The lines to be copied are those below that contain "changed".

Extracted records
★ ★ ★ ★ ★ ★ ★

PR #1568, opened 2024-02-23
Cleanup v1 AST

chancancode:
See the commit message for each individual commits


packages/@glimmer/syntax/lib/parser/tokenizer-event-handlers.ts
```diff
@@ -463,10 +463,6 @@ export function preprocess(
 
   let program = new TokenizerEventHandlers(source, entityParser, mode).acceptTemplate(ast);
 
-  if (options.strictMode) {
-    program.blockParams = options.locals ?? [];
-  }
```
chancancode, line 468: Do we know if this something AST consumers actually rely on? (Specifically, the "block params" on a root level `Template` node has the `locals` name that were passed here) It seems like it would be incomplete/unreliable at best, and it wasn't used by any tests, so presumably we don't rely on it ourselves (we don't even read it)

packages/@glimmer/syntax/lib/v1/visitor-keys.ts
```diff
@@ -35,11 +34,6 @@ const visitorKeys = {
   Hash: ['pairs'],
   HashPair: ['value'],
   BlockParam: [],
-
-  // v2 new nodes
-  NamedBlock: ['attributes', 'modifiers', 'children', 'comments'],
-  SimpleElement: ['attributes', 'modifiers', 'children', 'comments'],
-  Component: ['head', 'attributes', 'modifiers', 'children', 'comments'],
```
chancancode, line 42: I "ensured these stays in sync with typing" as instructed by the comment on line 3

I don't think these are meant to be here, v2 nodes won't appear in the v1 AST and defining visitors for them doesn't do anything, and in any case, these aren't even in sync with what is currently in the "v2" AST

packages/@glimmer/syntax/lib/generation/printer.ts
```diff
@@ -320,7 +320,7 @@ export default class Printer {
       return;
     }
 
-    this.buffer += mustache.escaped ? '{{' : '{{{';
+    this.buffer += mustache.trusting ? '{{{' : '{{';
```
NullVoxPopuli, line 323: good change

packages/@glimmer/syntax/lib/parser/tokenizer-event-handlers.ts
```diff
@@ -461,21 +441,24 @@ export function preprocess(
...
+  );
 
-  if (options.strictMode) {
-    program.blockParams = options.locals ?? [];
+  if (options.strictMode && options.locals?.length) {
+    template = b.template({ ...template, locals: options.locals });
   }
 
-  if (options && options.plugins && options.plugins.ast) {
+  if (options.plugins && options.plugins.ast) {
```
NullVoxPopuli, line 453:
```suggestion
  if (options.plugins?.ast) {
```
:shrug:

packages/@glimmer/syntax/lib/traversal/walker.ts
```diff
@@ -33,40 +33,21 @@ export default class Walker {
...
       case 'Block':
       case 'Template':
-        return visitors.Program(this, node as unknown as ASTv1.Program, callback);
+        walkBody(this, node.body, callback);
+        return;
       case 'ElementNode':
-        return visitors.ElementNode(this, node, callback);
+        walkBody(this, node.children, callback);
+        return;
       case 'BlockStatement':
```
NullVoxPopuli, line 41: TIL:
```hbs
{{#if a}}

  hi
{{else if b}}
  hello
{{else}}
  hola
{{/if}}
```

everything that's not the _first_ block is in "inverse"
image

kinda good :see_no_evil:

packages/@glimmer/syntax/test/parser-node-test.ts
```diff
@@ -285,47 +343,36 @@ test('Element modifiers', () => {
   );
 });
 
-test('Element paths', (assert) => {
```
NullVoxPopuli, line 288: I didn't see a replacement test for this scenario -- why was the test removed? (or did I miss an equiv test?)

packages/@glimmer/syntax/test/loc-node-test.ts
```diff
@@ -134,29 +138,6 @@ test('html elements', () => {
   }
 });
 
-test('html elements with paths', () => {
-  let ast = parse(`
-    <Foo as |bar|>
-      <bar.x.y class='bar'/>
```
NullVoxPopuli, line 140: I didn't see a replacement test for this scenario -- why was the test removed? (or did I miss an equiv test?)

chancancode: Because I only pushed the part one of two (the block statement part) not the element one so far

patricklx:
I'm liking the changes. Much better to do it at tokenizer/parser level

gwak (commented):
The deprecation warnings introduced here seems to be triggered In Ember projects when templates are compiled. I get thousands of lines like the following when building:
```sh
DEPRECATION: The original property on literal nodes is deprecated, use value instead
DEPRECATION: The original property on literal nodes is deprecated, use value instead
DEPRECATION: The original property on literal nodes is deprecated, use value instead
``` 

Which seems to be triggered by Boolean literals like `{{true}}`

NullVoxPopuli:
Can you provide the output of `pnpm why @glimmer/syntax`?

Today, when you have that log spew, it usually mean an addon is out of date, or a custom internal transform hasn't yet been updated to support both the deprecated api and the new api.

gwak:
> pnpm why @glimmer/syntax

Hi @NullVoxPopuli , thanks for answering, here's the output of the command attached (it's quite big)
[glimmer-syntax.txt](https://github.com/user-attachments/files/18846864/glimmer-syntax.txt)

NullVoxPopuli:
You have a wide range of `@glimmer/syntax` versions.
To solve this deprecation, you'll want to:
1. find where it's come from (can override console.xyz and place a debugger to find out)
2. upgrade dependencies that support the newer `@glimmer/syntax`
3. if the deprecation comes from an internal transform, adapt the transform to account for multiple `@glimmer/syntax` versions.
4. An option -- force newer versions via overrides

gwak:
> 1. find where it's come from (can override console.xyz and place a debugger to find out)

Ok, it seems to be coming from `ember-ref-bucket` addon, see here:
https://github.com/lifeart/ember-ref-bucket/blob/dc3aa0d227dc37f56c3e70f32048accfcdb1ee06/lib/ref-transform.js#L32

I'll try to propose a PR soon. As always, thanks for your help @NullVoxPopuli !

gwak:
@NullVoxPopuli PR submitted here https://github.com/lifeart/ember-ref-bucket/pull/72

PR #1573, opened 2024-03-08
Refactor on modifier implementation

chancancode:


packages/@glimmer/runtime/lib/modifiers/on.ts
```diff
@@ -239,7 +298,7 @@ function addEventListener(
   @method on
   @public
 */
-class OnModifierManager implements InternalModifierManager<OnModifierState | null, object> {
+class OnModifierManager implements InternalModifierManager<OnModifierState, object> {
```
NullVoxPopuli, line 301: it's so nice now!!

PR #1557, opened 2024-02-01
[ENHANCEMENT+CLEANUP] Better compile time errors for strict mode

chancancode:
Removing support for implicit this fallback {{foo}} -> {{this.foo}}

When a strict mode template references an undefined variable, it really should produce a compile-time error, arguably that is the point of the feature.

However, it seems like previously a lot of these errors ended up propagating and is actually handled by the runtime compiler.

The original/primary goal here started out as cleaning up all the code for implicit this fallback, but as I delete code it eventually revaled all the places where strict mode was inappropiately using the same infrastructure ("unresolved free variables", which isn't really a sensible thing).

Also:

* Removes `{{#with}}`
* Removes "deprecated call" @foo={{bar}}
* Removes unused opcodes
* Syncs keyword list with Ember

PR #1574, opened 2024-03-09
[CLEANUP] Drop support for `{{#with}}` keyword

chancancode:
This was dropped on Ember side a while back, just never cleaned up

Ironically this probably meant when Ember dropped the deprecation/ error, nothing was actually stopping `{{#with}}` from anymore, so perhaps for a while we have actually _re-introduced_ support for the syntax for some time?

Extracted from #1557


chancancode:
> Ironically this probably meant when Ember dropped the deprecation/ error, nothing was actually stopping {{#with}} from anymore, so perhaps for a while we have actually re-introduced support for the syntax for some time?

Yeah,I think we actually did, just tried in on 5.4 and `{{#with}}` certainly works there.

Specifically, in here: https://github.com/emberjs/ember.js/pull/19632

This is partially why, among other reasons, when removing a deprecated feature, we typically want to swap the `deprecate` call for an `assert` call for at least 1-2 LTS versions.

PR #1037, opened 2021-03-12
Remove td_kframe field from thread_t

j-piecuch:
We don't use it anywhere.
Also, fix buggy FPU context save logic in `ctx_switch` on MIPS.


pj1031999 (approved):

franciscozdo (approved):

j-piecuch:
Kernel profiling (#979) makes use of `td_kframe`, so closing.

PR #1038, opened 2021-03-12
Preserve value of x18 register across kernel interrupts.

j-piecuch:
Currently, the value of the x18 register can be changed if an interrupt occurs in kernel mode. We fix this by not touching it in `ctx_load`.
Also, we simplify things by assuming in `user_exc_leave` that the user exception frame is at the top of the stack. Previously this was not always the case because `kern_execve()` directly called `user_exc_leave()`. Now, `kern_execve()` calls `switch_to_userspace()`, which sets the stack pointer to the user exception frame.


sys/aarch64/evec.S
```diff
@@ -60,28 +60,19 @@
...
 
+/* Load context from sp. */
 .macro  load_ctx el
         msr     daifset, #2
-.if \el == 0
-        load_pcpu x18
-        ldr     x18, [x18, #PCPU_CURTHREAD]
-        ldr     x18, [x18, #TD_UCTX]
-        mov     sp,  x18
-.endif
```
franciscozdo, line 80: Are you sure we don't need that code? I am not sure if userspace `sp` is the same as kernel `sp` in this situation (so we had to take it from some special place).

franciscozdo (commented):
Please answer my question.

sys/aarch64/evec.S
j-piecuch: See the comment in `mips/ebase.S`: `sp` points to the user exception frame if we came from `user_exc_enter` or `switch_to_userspace`, which are all the possible cases. The code I removed was needed because `kern_execve()` called `user_exc_leave()` directly, which would cause the stack pointer to point somewhere further down the stack. `switch_to_userspace()` adjusts the stack pointer so that it points to the user exception frame.

j-piecuch: Actually, there's another way to get to `user_exc_leave`: `thread_entry_setup()` sets up the kernel stack of a thread so that it returns to userspace immediately after being switched to. When that thread reaches `user_exc_leave`, its stack pointer will point at the user exception frame allocated at the bottom of the stack, so we're good.

franciscozdo: Thanks! Now I understand.

franciscozdo (approved):

pj1031999 (approved):
LGTM

cahirwpz (approved):

PR #1039, opened 2021-03-12
Fix build & test run with -O2 optimization flag

j-piecuch:
This PR fixes a couple of issues I encountered while trying to compile and run the kernel with `-O2`.

### DIFF
--- a/sys/aarch64/signal.c
+++ b/sys/aarch64/signal.c
@@ -35,7 +35,6 @@ int sig_send(signo_t sig, sigset_t *mask, sigaction_t *sa, ksiginfo_t *ksi) {
   _REG(uctx, X0) = sig;
   _REG(uctx, X1) = sc_info;
   _REG(uctx, X2) = sc_uctx;
-  _REG(uctx, SP) -= sizeof(intptr_t *);
   _REG(uctx, LR) = sc_code;
 
   return 0;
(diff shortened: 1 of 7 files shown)


pj1031999 (approved):

franciscozdo (approved):

sys/aarch64/signal.c
```diff
@@ -35,7 +35,6 @@ int sig_send(signo_t sig, sigset_t *mask, sigaction_t *sa, ksiginfo_t *ksi) {
   _REG(uctx, X0) = sig;
   _REG(uctx, X1) = sc_info;
   _REG(uctx, X2) = sc_uctx;
-  _REG(uctx, SP) -= sizeof(intptr_t *);
```
wiklam, line 38: Could you explain why we do not need it?

pj1031999:
@j-piecuch could you add O2 build and tests into CI in another PR?

j-piecuch:
> @j-piecuch could you add O2 build and tests into CI in another PR?

I could, but that's going to put more load on the server. I will do it if @cahirwpz approves.

sys/aarch64/signal.c
j-piecuch: We do it on MIPS because apparently the calling convention allows the callee to modify the top of the stack without allocating space itself. There is no such thing on ARM AFAIK.

pj1031999:
> I could, but that's going to put more load on the server. I will do it if @cahirwpz approves.

Build phase is relatively cheap. For tests we can limit `--times` parameter to something like 10.
I don't want your effort to be wasted by future changes.

wiklam (approved):

cahirwpz (approved):

PR #1040, opened 2021-03-13
KASAN: Dynamic shadow map size.

pj1031999:
Increase shadow map size in runtime.

Depends on #764.


j-piecuch (changes requested):

sys/mips/pmap.c
```diff
@@ -547,3 +552,42 @@ void pmap_delete(pmap_t *pmap) {
...
+    size = va - pmap_maxkvaddr;
+    pmap_maxkvaddr = va;
+  }
+
+  /*
+   * kasan_grow calls pmap_kenter which acquires pmap->mtx.
+   * But we are under maxkvaddr_lock from kmem so it's safe to call kasan_grow.
+   */
+  kasan_grow(size);
+  (void)size;
```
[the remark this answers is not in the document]
pj1031999: If `KASAN` is not defined then `kasan_grow` is `__nothing` and gcc will warn about unused variable.

sys/kern/kasan.c
```diff
@@ -217,10 +221,30 @@ static void call_ctors(void) {
   }
 }
 
+void kasan_grow(size_t size) {
+  assert(size % SUPERPAGESIZE == 0);
```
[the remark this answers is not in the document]
pj1031999: done

sys/kern/kasan.c
```diff
@@ -217,10 +221,30 @@ static void call_ctors(void) {
...
+  size_t num_pde = (size >> KASAN_SHADOW_SCALE_SHIFT) / SUPERPAGESIZE;
+  vaddr_t va = KASAN_MD_SHADOW_START + _kasan_shadow_size;
+
+  for (size_t i = 0; i < num_pde; ++i) {
+    for (size_t j = 0; j < PT_ENTRIES; ++j) {
```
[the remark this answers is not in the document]
pj1031999: I based on original KASAN - see `boot.c`. `SUPERPAGESIZE` is used here for calculate number of page directories entries that are need to allocate. Here I do only final mapping for shadow map but `pmap_kenter` allocate one page for each `i` in outer loop.
I didn't think about switching to superpages but yes it should be easy to do that in the future.

include/sys/kasan.h
```diff
@@ -53,6 +53,9 @@ typedef struct {
  * memory is usable. */
 void init_kasan(void);
 
+/* Increase address space covered by KASAN by size. */
+void kasan_grow(size_t size);
```
j-piecuch, line 57: Perhaps passing a virtual address instead of size would yield a cleaner interface? It would be more consistent with `pmap_growkernel()`, and we would no longer need for the extra `size` variable in `pmap_growkernel()`.

sys/mips/boot.c
```diff
@@ -100,11 +102,20 @@ __boot_text void *mips_init(void) {
...
 #if KASAN /* Prepare KASAN shadow mappings */
+  size_t kasan_sanitized_size =
+    roundup(va - MIPS_PHYS_TO_KSEG2(text), SUPERPAGESIZE);
+  /*
+   * TODO(pj): I believe that it's a correct value here... but thread0 stack
+   * shadow check triggers BIG error in that case so let's create bigger shadow
+   * for now.
+   * kasan_sanitized_size >> KASAN_SHADOW_SCALE_SHIFT;
+   */
+  size_t kasan_shadow_size = kasan_sanitized_size;
```
j-piecuch, line 113: I think you're getting an error because `kasan_shadow_size` isn't aligned to `SUPERPAGESIZE`, so `num_pde = kasan_shadow_size / SUPERPAGESIZE` will round down, and we will map less pages than required. The way to fix this is `kasan_sanitized_size = roundup(va - MIPS_PHYS_TO_KSEG2(text), SUPERPAGESIZE << KASAN_SHADOW_SCALE_SHIFT)`

sys/mips/pmap.c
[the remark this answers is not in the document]
j-piecuch: Maybe we wouldn't need it if we changed the interface of `kasan_grow()`?

j-piecuch (changes requested):

sys/mips/boot.c
pj1031999: Oh, thanks!

sys/mips/pmap.c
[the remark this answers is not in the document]
pj1031999: done

include/sys/kasan.h
pj1031999: done

sys/kern/kasan.c
```diff
@@ -217,10 +221,32 @@ static void call_ctors(void) {
...
+      va += PAGESIZE;
+      _kasan_shadow_size += PAGESIZE;
+    }
+  }
+
+  kasan_mark_valid(
+    (const void *)(KASAN_MD_SANITIZED_START + _kasan_sanitized_size), size);
+  _kasan_sanitized_size += size;
+}
+
```
j-piecuch, line 245: I don't like how this function looks for several reasons:
- The alignment requirement for `size` seems arbitrary (and pretty large). I don't see any particular reason why we would want to grow the sanitized space only in chunks of `SUPERPAGESIZE << 3`.
- The nested loop seems pointless at this point, and only makes the code harder to read.

I tried to write a simpler version and this is what I came up with:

★ ★ ★ ★ ★ ★ ★

WRITTEN ANSWER ->
Currently, the value of the x18 register can be changed if an interrupt occurs in kernel mode. We fix this by not touching it in `ctx_load`.
j-piecuch: Maybe we wouldn't need it if we changed the interface of `kasan_grow()`?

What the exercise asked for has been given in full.